Low income puts damper on festive mood

18 Dec, 2016 - 00:12 0 Views

The Sunday News

Dickson Mangena, Business Reporter
THE prevailing liquidity crunch and the general low disposable income are likely to dampen the festive mood of the majority of people in the country.

Zimbabwe Congress of Trade Unions western region chairperson Mr Reason Ngwenya said the spending extravagance associated with the festive season have been on a continuous decline over the years due to low disposable income by the employed.

“In the last five years workers have not got any salary increase and that has had an impact on the quality of the festive season they have been having. In the past there have been a 13th cheque and these days it’s uncertain if they will get it,” said Mr Ngwenya.

He said workers’ rights especially of getting living wages have been critically infringed upon and he further stated that people should use their cash sparingly.

“We urge workers to do festivities sparingly as it is now clear that they will no longer be as good as they used to in the past.

We urge them to be mindful that there is January coming where they would be met with school fees needs,” said Mr Ngwenya.

He said measures introduced by the Government to cushion people from having their earnings plundered by bank charges as well as the introduction of import restrictions on certain goods that can be produced locally were noble moves but came at a time when people had already felt the brunt of hardship.

“Why did it take so long for Government to cut bank charges? Because when it happened, it was a little too late as the damage had been done. Even the promotion of local products came too late as they are now too expensive compared to those from other countries,” said Mr Ngwenya.

Consumer Council of Zimbabwe Matabeleland regional manager Mr Comfort Muchekeza said the hype associated with the festive season has over the last decade fizzled out largely due to low spending power by consumers.

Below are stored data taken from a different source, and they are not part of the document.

PR #10410, opened 2025-08-19
Migrate to Vitest

eddeee888:
## Description

Jest does not work well for ESM packages.
This mega PR is to migrate everything off Jest and to Vitest

### DIFF
--- a/packages/graphql-codegen-cli/vitest.setup.ts
+++ b/packages/graphql-codegen-cli/vitest.setup.ts
@@ -1,4 +1,5 @@
 import { vi } from 'vitest';
 
+process.env.NO_COLOR = '1'; // When running listr2 tests in generate-and-save.spec.ts, do not add colors to avoid failure in CI as different OS may treat colours differently
 vi.spyOn(process, 'cwd').mockImplementation(() => __dirname);
 vi.mock('some-fetch', () => require('./tests/__mocks__/some-fetch.cjs'));
--- a/packages/utils/plugins-helpers/tests/resolve-external-module-and-fn.spec.ts
+++ b/packages/utils/plugins-helpers/tests/resolve-external-module-and-fn.spec.ts
@@ -1,7 +1,7 @@
 import path from 'path';
 import { resolveExternalModuleAndFn } from '../src/resolve-external-module-and-fn.js';
 
-describe.only('resolveExternalModuleAndFn', () => {
+describe('resolveExternalModuleAndFn', () => {
   describe('Issues', () => {
     it('#6553 - Cannot find module', () => {
       const relativePathToSelf = path.relative(process.cwd(), path.join(__dirname, './fixtures/externalModuleFn.js'));


packages/utils/graphql-codegen-testing/src/index.ts
```diff
@@ -1,18 +1,18 @@
...
-  }
+interface CustomMatchers<R = unknown> {
+  /**
+   * Normalizes whitespace and performs string comparisons
+   */
+  toBeSimilarStringTo(expected: string): R;
+}
+declare module 'vitest' {
+  // eslint-disable-next-line @typescript-eslint/no-empty-object-type
+  interface Matchers<T = any> extends CustomMatchers<T> {}
```
eddeee888, line 13: Type config is [here](https://vitest.dev/guide/extending-matchers.html)

packages/plugins/typescript/resolvers/vitest.config.ts
```diff
@@ -0,0 +1,12 @@
...
+
+export default mergeConfig(
+  sharedConfig,
+  defineProject({
+    test: {
+      name: 'typescript-resolvers',
+      include: ['**/*.spec.ts'],
+    },
+  })
+);
```
eddeee888, line 12: Project-based config like this adds the name and ✨colour✨ to the terminal. 
We can run tests by project name as well.

tsconfig.spec.json
eddeee888, line 1: Having a separate tsconfig file for tests allows us to customise for it
e.g. only test files would have `vitest/globals` types applied, meaning normal files will see TS errors if they try to use `vi.`

packages/presets/client/tests/client-preset.spec.ts
```diff
@@ -1250,7 +1250,7 @@ export * from "./gql.js";`);
   });
 
   it('should dedupe fragments in a "string" document mode', async () => {
-    const dir = path.join(__dirname, 'tmp/duplicate-fragments');
+    const dir = path.join(__dirname, 'tmp/duplicate-fragments-string');
```
eddeee888, line 1253: There are 2 tests in here writing to the same path, which causes a race-condition.
We can just create a separate dir for each test to avoid this issue.

packages/presets/graphql-modules/vitest.setup.ts
```diff
@@ -0,0 +1,3 @@
+import { vi } from 'vitest';
+
+vi.spyOn(process, 'cwd').mockImplementation(() => __dirname);
```
eddeee888, line 3: This is a project-wide setup to replace `useMonorepo` functionalities.
Seems to work for this project. Hopefully it works for others too.

I needed to change over to this approach because by the time the `cwd` is mocked, it's already called in the tests. i.e. `useMonorepo` doesn't work.

There could be a better way to do it when we need to, but for now, I'll try this approach first.

packages/graphql-codegen-cli/tests/__mocks__/fs.cjs
eddeee888, line 1: This follows the [vitest example to mock fs](https://vitest.dev/guide/mocking.html#file-system)

packages/graphql-codegen-cli/tests/init.spec.ts
```diff
@@ -1,17 +1,17 @@
...
 import { guessTargets } from '../src/init/targets.js';
 import { Tags } from '../src/init/types.js';
 
-jest.mock('../src/utils/get-latest-version.ts', () => {
+vi.mock('../src/utils/get-latest-version.ts', () => {
   return { getLatestVersion: () => Promise.resolve('1.0.0') };
 });
 
-jest.mock('fs');
+vi.mock('fs', () => require('./__mocks__/fs.cjs'));
```
eddeee888, line 14: `__mocks__` isn't at the right place so we have to manually do this.
I _think_ it'd need to be at the project root 🤔 

Either way, this is fine as it's clear anyways

packages/graphql-codegen-cli/tests/init.spec.ts
```diff
@@ -78,66 +78,64 @@ const packageJson = {
...
   afterEach(() => {
-    require('fs').__resetMockFiles();
-    jest.clearAllMocks();
+    vi.clearAllMocks();
   });
 
   describe('guessTargets()', () => {
     it('should guess angular projects', async () => {
-      require('fs').__setMockFiles(resolve(process.cwd(), 'package.json'), packageJson.withAngular);
+      vol.fromJSON({ ['package.json']: packageJson.withAngular }, process.cwd());
```
eddeee888, line 91: `memfs` blocks writing to actual fs for us, which is great!
`vol` is used to prepare a file, so we can read it virtually.

packages/utils/graphql-codegen-testing/src/index.ts
```diff
@@ -68,42 +66,6 @@ expect.extend({
...
-      let spyProcessCwd: jest.SpyInstance;
-      beforeEach(() => {
-        spyProcessCwd = jest.spyOn(process, 'cwd').mockReturnValue(cwd);
-      });
-      afterEach(() => {
-        spyProcessCwd.mockRestore();
-      });
-    },
-  };
-}
```
eddeee888, line 105: These can go as we are mocking `cwd` in the projects that require it in `vitest.setup.ts`

package.json
```diff
@@ -14,7 +14,8 @@
     "postbuild": "yarn fix-bins",
     "watch-build": "npx tsc-watch --project tsconfig.json --onSuccess \"bob build\"",
     "rebuild": "bob build --incremental",
-    "test": "jest --forceExit --no-watchman",
+    "test": "vitest --no-watch",
+    "test:watch": "vitest",
```
eddeee888, line 18: This is added to be able to run in watch mode:
- Vitest runs in watch mode by default
- So, to run once (i.e. `test` existing behaviour), we add `--no-watch`
- But with `--no-watch`, we cannot do `yarn test -w` because `-w` conflicts and is ignored

packages/graphql-codegen-cli/tests/custom-loaders/custom-schema-loader-with-context.cjs
eddeee888, line 1: This file (and the next few below) are changed to `.cjs` because `.js` is loaded as ESM by Vitest by default.
`.cjs` forces it to load as CommonJS

packages/graphql-codegen-cli/tests/watcher-test-helpers/setup-mock-watcher.ts
eddeee888, line 1: This file is simplified and made compatible with Vitest [here](https://github.com/dotansimha/graphql-code-generator/pull/10410/files#diff-290aa52b408aeb4c2a1fb1aae1a310317ff36d74ced3556c7b0e303705835692R9-R31)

“For the past 10 years the festive season has been dampening because people generally do not have money to spend,” said Mr Muchekeza.

He, however, urged both service providers and the public to embrace the use of modern transactional methods such as plastic money to avert the biting cash crisis.

“The cash crisis is not as bad as it is portrayed. There are remedies around it, which include among others, Point of Sale (PoS) machines and mobile phone-based money transfers. The only issue now is for service providers to embrace these systems to ease the use of cash so that consumers will not be disadvantaged on their festivities. Consumers can still buy their festive needs without the need of having cash at hand. Although, a challenge may come in transport where operators aren’t using PoS machines for their transactions,” Mr Muchekeza said.

He said the Government through the Reserve Bank of Zimbabwe should further reduce transaction charges for the use of bank cards and mobile phone-based money transfers.

“The challenge that consumers are facing are the charges that are associated with the use of PoS machines and mobile money.

For the PoS transaction you realise that the charges differ especially if your bank card does not match the bank the retailer is using. As for mobile money, consumers are made to pay for cash out charges when service providers say they need to get their money in full,” said Mr Muchekeza.

According to the schedule, depositors are now charged 20 cents for withdrawing an amount of $20 and 25 cents if one is withdrawing the same amount over the counter; 50 cents for a $50 amount withdrawn through Automated Teller Machine (ATM) and 63 cents over the counter.

Depositors will now incur $1 for a $100 amount withdrawn via ATM and 25 cents more if they did this over the counter.

Before the new charges were introduced, depositors incurred between $1,50 and $2,50 in bank withdrawal charges. Some went up to $5,50 depending on the banking institution.